No measuring device – not even NIST’s equipment – is perfectly accurate. The best a manufacturer can do is make the error as small as possible, given the price point they’re aiming for.
The design and execution of an instrument sets a limit on its potential accuracy. Apogee, for example, uses a more sophisticated design than PhotoBio (or Amtast); hence, it’s higher cost.
The second critical factor is calibration. I’d bet that Apogee uses a “standard light source” that’s calibrated regularly by NIST, which is the best any manufacturer can do. @dbrn32 noted that Apogee provides calibration data for each instrument – that’s an earmark of a lab-grade instrument.
A standard light source is one that’s designed to be especially stable and repeatable so it can be used to calibrate light-measuring instruments. It must be calibrated regularly and, in the US anyway, NIST is the best calibration service available.
Thank you for the information. How does one use NISTs calibration? I had to calibrate the AMTAST par meter. It says to put the diffuser in complete darkness to calibrate. Is there a way i could use a 2 point calibration through NIST?
You send your device to them and pay to have it calibrated. Too expensive for most of us and silly for a consumer-grade instrument. It would be like sending them a $3 tire pressure gauge to calibrate.
For instruments like the PhotoBio and Amast, we have to trust that the manufacturer calibrated it before shipping it. Ideally, they use a NIST-calibrated standard light source for that purpose.
Zeroing the instrument in the dark doesn’t really calibrate it, despite what a manufacturer may call this step. Instead, it causes the instrument to take a reading that gets subtracted from subsequent measurements. Photodetectors generate a tiny signal (called “dark current”), even in total darkness, due to thermal noise, so subtracting it from subsequent measurements improves their accuracy.
So calibrating the Photobio/AMTAST par meters in total darkness improves their accuracy? I understand these are cheap units and sending it for NIST for calibration is silly.
Yes, although that process is termed “zeroing” the meter, rather than “calibrating.” I don’t know why some manufacturers are sloppy with their terminology.
This is what i did as soon as i got it. I took a reading with my lights at 100% at 12 inches away and took a reading. Then i put it in complete darkness and ran the “Zeroing” calibration and got a 75% drop from my first measurement. If my memory serves me correctly. It does seem accurate after all the tests I ran it through. I was even outside measuring the Full Solar Eclipse we had earlier this year…LOL !! It was interesting to watch the numbers drop…

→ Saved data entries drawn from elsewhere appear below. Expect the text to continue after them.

Issue #854, opened 2020-03-04
Make ZkBaseDataAccessor Realm-aware


pkuwm:
To make Helix Java APIs realm-aware, we need to make ZkBaseDataAccessor to use FederatedZkClient for realm-aware multi-realm operations.

PR #855, opened 2020-03-04
Make ZkBaseDataAccessor realm-aware

pkuwm:
Draft: to add a test for multi-realm mode and depends on #819 

### Issues

Implements #854 

### Description

To make Helix Java APIs realm-aware, we need to make ZkBaseDataAccessor realm-aware to use FederatedZkClient for multi-realm mode.

### Tests

TestZkBaseDataAccessor covers the cases.

```
[INFO] Results:
[INFO]
[ERROR] Failures:
[WARNING] Flakes:
[WARNING] org.apache.helix.integration.rebalancer.CrushRebalancers.TestCrushAutoRebalanceNonRack.testLackEnoughInstances(org.apache.helix.integration.rebalancer.CrushRebalancers.TestCrushAutoRebalanceNonRack)
[INFO]   Run 1: PASS
[ERROR]   Run 2: TestCrushAutoRebalanceNonRack.testLackEnoughInstances:250 » ZkClient Failed to...
[INFO]
[INFO]
[ERROR] Tests run: 1082, Failures: 1, Errors: 0, Skipped: 1, Flakes: 1
[INFO]
[INFO] BUILD FAILURE
[INFO] Total time:  01:09 h
[INFO] Finished at: 2020-03-11T22:06:21-07:00

[INFO] Tests run: 8, Failures: 0, Errors: 0, Skipped: 0, Time elapsed: 18.273 s - in org.apache.helix.integration.rebalancer.CrushRebalancers.TestCrushAutoRebalanceNonRack
[INFO]
[INFO] Results:
[INFO]
[INFO] Tests run: 8, Failures: 0, Errors: 0, Skipped: 0

[INFO] Tests run: 1, Failures: 0, Errors: 0, Skipped: 0, Time elapsed: 9.489 s - in org.apache.helix.integration.TestPauseSignal
[INFO]
[INFO] Results:
[INFO]

```

### Commits

### Documentation (Optional)

### Code Quality

### DIFF
--- a/helix-core/src/main/java/org/apache/helix/manager/zk/ZkBaseDataAccessor.java
+++ b/helix-core/src/main/java/org/apache/helix/manager/zk/ZkBaseDataAccessor.java
@@ -137,24 +137,15 @@ public class ZkBaseDataAccessor<T> implements BaseDataAccessor<T> {
   }
 
   private ZkBaseDataAccessor(Builder builder) {
-    RealmAwareZkClient zkClient;
     switch (builder.realmMode) {
       case MULTI_REALM:
         try {
-          zkClient = new FederatedZkClient(builder.realmAwareZkConnectionConfig,
+          _zkClient = new FederatedZkClient(builder.realmAwareZkConnectionConfig,
               builder.realmAwareZkClientConfig);
-          // Break here to exit.
-          break;
         } catch (IOException | InvalidRoutingDataException | IllegalStateException e) {
-          if (builder.zkAddress == null || builder.zkAddress.isEmpty()) {
-            throw new IllegalStateException("Not able to connect on multi-realm mode.", e);
-          }
-          LOG.info("Not able to connect on multi-realm mode. "
-              + "Connecting on single-realm mode to ZK: {}", builder.zkAddress);
-          builder.setRealmMode(RealmAwareZkClient.RealmMode.SINGLE_REALM);
+          throw new HelixException("Not able to connect on multi-realm mode.", e);
         }
-        // No break here. If connecting on multi-realm fails and ZK address is valid, connecting
-        // on single-realm is allowed.
+        break;
 
       case SINGLE_REALM:
         // Create a HelixZkClient: Use a SharedZkClient because ZkBaseDataAccessor does not need to
@@ -163,24 +154,24 @@ public class ZkBaseDataAccessor<T> implements BaseDataAccessor<T> {
           case DEDICATED:
             // If DEDICATED, then we use a dedicated HelixZkClient because we must support ephemeral
             // operations
-            zkClient = DedicatedZkClientFactory.getInstance()
+            _zkClient = DedicatedZkClientFactory.getInstance()
                 .buildZkClient(new HelixZkClient.ZkConnectionConfig(builder.zkAddress),
                     builder.realmAwareZkClientConfig.createHelixZkClientConfig());
             break;
           case SHARED:
           default:
-            zkClient = SharedZkClientFactory.getInstance()
+            _zkClient = SharedZkClientFactory.getInstance()
                 .buildZkClient(new HelixZkClient.ZkConnectionConfig(builder.zkAddress),
                     builder.realmAwareZkClientConfig.createHelixZkClientConfig());
-            zkClient.waitUntilConnected(HelixZkClient.DEFAULT_CONNECTION_TIMEOUT,
+            _zkClient.waitUntilConnected(HelixZkClient.DEFAULT_CONNECTION_TIMEOUT,
                 TimeUnit.MILLISECONDS);
+            break;
         }
         break;
       default:
         throw new HelixException("Invalid RealmMode given: " + builder.realmMode);
     }
 
-    _zkClient = zkClient;
     _usesExternalZkClient = false;
   }
 
@@ -1383,6 +1374,10 @@ public class ZkBaseDataAccessor<T> implements BaseDataAccessor<T> {
     }
   }
 
+  /*
+   * This is used for constructors that do not take a Builder in as a parameter
+   * because of the fallback behavior.
+   */
   private RealmAwareZkClient buildRealmAwareZkClient(
       RealmAwareZkClient.RealmAwareZkClientConfig clientConfig, String zkAddress,
       ZkClientType zkClientType) {
@@ -1391,7 +1386,8 @@ public class ZkBaseDataAccessor<T> implements BaseDataAccessor<T> {
           new RealmAwareZkClient.RealmAwareZkConnectionConfig.Builder().build(), clientConfig);
     } catch (IllegalStateException | IOException | InvalidRoutingDataException e) {
       // Fall back to connect on single-realm mode if failed to connect on multi-realm mode and
-      // ZK address is not empty.
+      // ZK address is not empty. This is for backward-compatibility for constructors that take
+      // in zkAddress or zkClient.
       LOG.info("Not able to connect on multi-realm mode, caused by: {}. "
           + "Connecting on single-realm mode to ZK: {}.", e.getMessage(), zkAddress);
     }
--- a/helix-core/src/main/java/org/apache/helix/manager/zk/ZkBaseDataAccessor.java
+++ b/helix-core/src/main/java/org/apache/helix/manager/zk/ZkBaseDataAccessor.java
@@ -51,7 +51,6 @@ import org.apache.helix.zookeeper.zkclient.exception.ZkBadVersionException;
 import org.apache.helix.zookeeper.zkclient.exception.ZkException;
 import org.apache.helix.zookeeper.zkclient.exception.ZkNoNodeException;
 import org.apache.helix.zookeeper.zkclient.exception.ZkNodeExistsException;
-import org.apache.helix.zookeeper.zkclient.serialize.BasicZkSerializer;
 import org.apache.helix.zookeeper.zkclient.serialize.ZkSerializer;
 import org.apache.zookeeper.CreateMode;
 import org.apache.zookeeper.KeeperException.Code;
@@ -259,7 +258,11 @@ public class ZkBaseDataAccessor<T> implements BaseDataAccessor<T> {
   @Deprecated
   public ZkBaseDataAccessor(String zkAddress, ZkSerializer zkSerializer,
       ZkClientType zkClientType) {
-    this(zkAddress, new BasicZkSerializer(zkSerializer), zkClientType);
+    RealmAwareZkClient.RealmAwareZkClientConfig clientConfig =
+        new RealmAwareZkClient.RealmAwareZkClientConfig().setZkSerializer(zkSerializer);
+
+    _zkClient = buildRealmAwareZkClient(clientConfig, zkAddress, zkClientType);
+    _usesExternalZkClient = false;
   }
 
   /**
@@ -275,8 +278,7 @@ public class ZkBaseDataAccessor<T> implements BaseDataAccessor<T> {
    * @deprecated it is recommended to use the builder constructor {@link Builder}
    */
   @Deprecated
-  public ZkBaseDataAccessor(String zkAddress,
-      org.apache.helix.zookeeper.zkclient.serialize.PathBasedZkSerializer pathBasedZkSerializer,
+  public ZkBaseDataAccessor(String zkAddress, PathBasedZkSerializer pathBasedZkSerializer,
       ZkClientType zkClientType) {
     RealmAwareZkClient.RealmAwareZkClientConfig clientConfig =
         new RealmAwareZkClient.RealmAwareZkClientConfig().setZkSerializer(pathBasedZkSerializer);
@@ -1357,6 +1359,13 @@ public class ZkBaseDataAccessor<T> implements BaseDataAccessor<T> {
       return this;
     }
 
+    /**
+     * Returns a <code>ZkBaseDataAccessor</code> instance.
+     * <p>
+     * Note: in multi-realm mode, if and only if ZK client type is set to <code>FEDERATED</code>,
+     * <code>ZkBaseDataAccessor</code> can access to multi-realm. Otherwise, it can only access to
+     * single-ream.
+     */
     public ZkBaseDataAccessor<?> build() {
       validate();
       return new ZkBaseDataAccessor<>(this);
--- a/helix-core/src/main/java/org/apache/helix/manager/zk/ZkBaseDataAccessor.java
+++ b/helix-core/src/main/java/org/apache/helix/manager/zk/ZkBaseDataAccessor.java
@@ -1338,30 +1338,30 @@ public class ZkBaseDataAccessor<T> implements BaseDataAccessor<T> {
   private RealmAwareZkClient buildRealmAwareZkClient(
       RealmAwareZkClient.RealmAwareZkClientConfig clientConfig, String zkAddress,
       ZkClientType zkClientType) {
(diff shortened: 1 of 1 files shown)


helix-core/src/main/java/org/apache/helix/manager/zk/ZkBaseDataAccessor.java
```diff
@@ -102,14 +107,31 @@ public AccessResult() {
...
   private final boolean _usesExternalZkClient;
 
+  /**
+   * This default constructor attempts to connect to ZK on multi-realm mode.
+   *
+   * @exception IllegalStateException if connecting to ZK on multi-realm mode fails
+   */
+  public ZkBaseDataAccessor() {
+    this(EMPTY_ZK_ADDRESS);
+  }
```
narendly: ZkBaseDataAccessor needs to be able to take in Connection and Client configs. Instead of a constructor that takes in 0 parameters, could we use the builder pattern to achieve this? See the example for ConfigAccessor.

helix-core/src/main/java/org/apache/helix/manager/zk/ZkBaseDataAccessor.java
```diff
@@ -1248,4 +1251,41 @@ public void close() {
...
+
+  private RealmAwareZkClient buildRealmAwareZkClient(
+      RealmAwareZkClient.RealmAwareZkClientConfig clientConfig, String zkAddress,
+      ZkClientType zkClientType) {
+    RealmAwareZkClient zkClient;
+
+    try {
+      zkClient = new FederatedZkClient(
+          new RealmAwareZkClient.RealmAwareZkConnectionConfig.Builder().build(), clientConfig);
+    } catch (IllegalStateException | IllegalArgumentException | IOException | InvalidRoutingDataException e) {
```
narendly: Under what circumstances will `IllegalArgumentException` be thrown?

helix-core/src/main/java/org/apache/helix/manager/zk/ZkBaseDataAccessor.java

I’m just relieved and happy to know i at least am in the ballpark for positive DLI/PPFD Umols when i take my measurements. Things like this bug the heck out of me.
Wow. 75% means you probably triggered the zeroing function by accident at some point, when the sensor was well illuminated.

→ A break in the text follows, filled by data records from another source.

PR #858, opened 2020-03-04
Add error handling to getInstanceById

### LINKED ISSUE #857: Adding logs and exceptions to getInstanceById
Based on some user reports, the `getInstanceById` endpoint sometimes fail with a 500 for certain instances. Upon inspecting the logs, we realize that the endpoint is failing silently. 
To help with this situation and reinforce the ability to debug this endpoint, we decided to add logs and throw exceptions across all vulnerable points in relevant code.

NealSun96:
### Issues

Fixes #857

### Description

This PR add logs and exception throws across all vulnerable points in relevant code to the `getInstanceById` endpoint. We want to prevent the endpoint from silently failing.

### Tests
- [] The following is the result of the "mvn test" command on the appropriate module:

### Commits

### Code Quality

### DIFF
--- a/helix-core/src/main/java/org/apache/helix/util/InstanceValidationUtil.java
+++ b/helix-core/src/main/java/org/apache/helix/util/InstanceValidationUtil.java
@@ -257,6 +257,9 @@ public class InstanceValidationUtil {
   public static boolean isInstanceStable(HelixDataAccessor dataAccessor, String instanceName) {
     PropertyKey.Builder keyBuilder = dataAccessor.keyBuilder();
     ClusterConfig clusterConfig = dataAccessor.getProperty(keyBuilder.clusterConfig());
+    if (clusterConfig == null) {
+      throw new HelixException("Missing cluster config!");
+    }
     if (!clusterConfig.isPersistIntermediateAssignment()) {
       throw new HelixException("isInstanceStable needs persist assignment on!");
     }
@@ -266,6 +269,9 @@ public class InstanceValidationUtil {
       IdealState idealState = dataAccessor.getProperty(keyBuilder.idealStates(idealStateName));
       if (idealState == null || !idealState.isEnabled() || !idealState.isValid()
           || TaskConstants.STATE_MODEL_NAME.equals(idealState.getStateModelDefRef())) {
+        _logger.warn(
+            "idealState is either null, not enabled, not valid, or has Task as stateModelDefRef. IdealState: {}",
+            instanceName);
         continue;
       }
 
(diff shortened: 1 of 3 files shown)


helix-core/src/main/java/org/apache/helix/util/InstanceValidationUtil.java
```diff
@@ -266,6 +269,9 @@ public static boolean isInstanceStable(HelixDataAccessor dataAccessor, String in
       IdealState idealState = dataAccessor.getProperty(keyBuilder.idealStates(idealStateName));
       if (idealState == null || !idealState.isEnabled() || !idealState.isValid()
           || TaskConstants.STATE_MODEL_NAME.equals(idealState.getStateModelDefRef())) {
+        _logger.warn(
+            "idealState is either null, not enabled, not valid, or has Task as stateModelDefRef. IdealState: {}",
+            instanceName);
```
narendly: This won't make things fail, will it?

helix-rest/src/main/java/org/apache/helix/rest/server/service/InstanceServiceImpl.java
```diff
@@ -101,9 +103,15 @@ public InstanceInfo getInstanceInfo(String clusterId, String instanceName,
...
           partitions.addAll(currentState.getPartitionStateMap().keySet());
+        } else {
+          LOG.warn(
+              "Current state is either null or partitionStateMap is missing. InstanceName: {}, SessionId: {}, ResourceName: {}",
+              instanceName, sessionId, resourceName);
         }
       }
       instanceInfoBuilder.partitions(partitions);
+    } else {
+      LOG.warn("Missing instance config for {}", instanceName);
```
narendly: LiveInstance?

helix-core/src/main/java/org/apache/helix/util/InstanceValidationUtil.java
NealSun96: While this block doesn't fail the code, it's triggered in situations where idealState is null or is invalid. Just like the logs I did in `InstanceServiceImpl.java`, I think it's a good idea to log these unusual situations for debug purposes.

helix-rest/src/main/java/org/apache/helix/rest/server/service/InstanceServiceImpl.java
NealSun96: Oops, let me fix that.

helix-core/src/main/java/org/apache/helix/util/InstanceValidationUtil.java
narendly: This block mostly exists to filter out non-existing IdealStates and Task Framework idealStates. The reason I pointed this out is because I don't think it will add much in debugging and it will just end up making the log file large. Let's not log this.

NealSun96: I mostly want to ensure the case of `idealState == null` is caught. That situation shouldn't happen. 
Regardless, I don't have a strong opinion about this.

narendly: You're not catching anything here, right? Also if IdealState is null, you skip over that resource, right? Would that ever cause a problem?

NealSun96:
Final commit message:
## Add logs and throw exceptions in getInstanceById ##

That button should be recessed, to reduce the likelihood of that pitfall. Meanwhile, you might glue a small tack to it. =
Well, maybe i meant 75 points. Its been awhile and my memory is dull but if it would’ve read 275 ppfd, then, after the calibration it went to 220ish or something. Thats what i remember happened after the calibration. I didn’t hit anything by accident as i was being very adamant about performing the calibration correctly. I know i didn’t hit anything by mistake.
It wasnt that drastic of a change after the Zeroing. It might have even been 50 points, it wasn’t to different than the original reading before the Zeroing calibration. This was how i knew i did it correctly. I tried keeping the change in the back of my head in case i started getting funny readings and wanted to remember the factory calibration readings. But, it wasn’t way off. Like 50 or 75 points. Not percentage, sorry. That would be a big difference.
Apologies – I didn’t mean to poke fun at you or suggest that you’re careless. I meant to point out a design weakness in those meters that makes it possible for anyone to cause errors in their readings by making a forseeable mistake.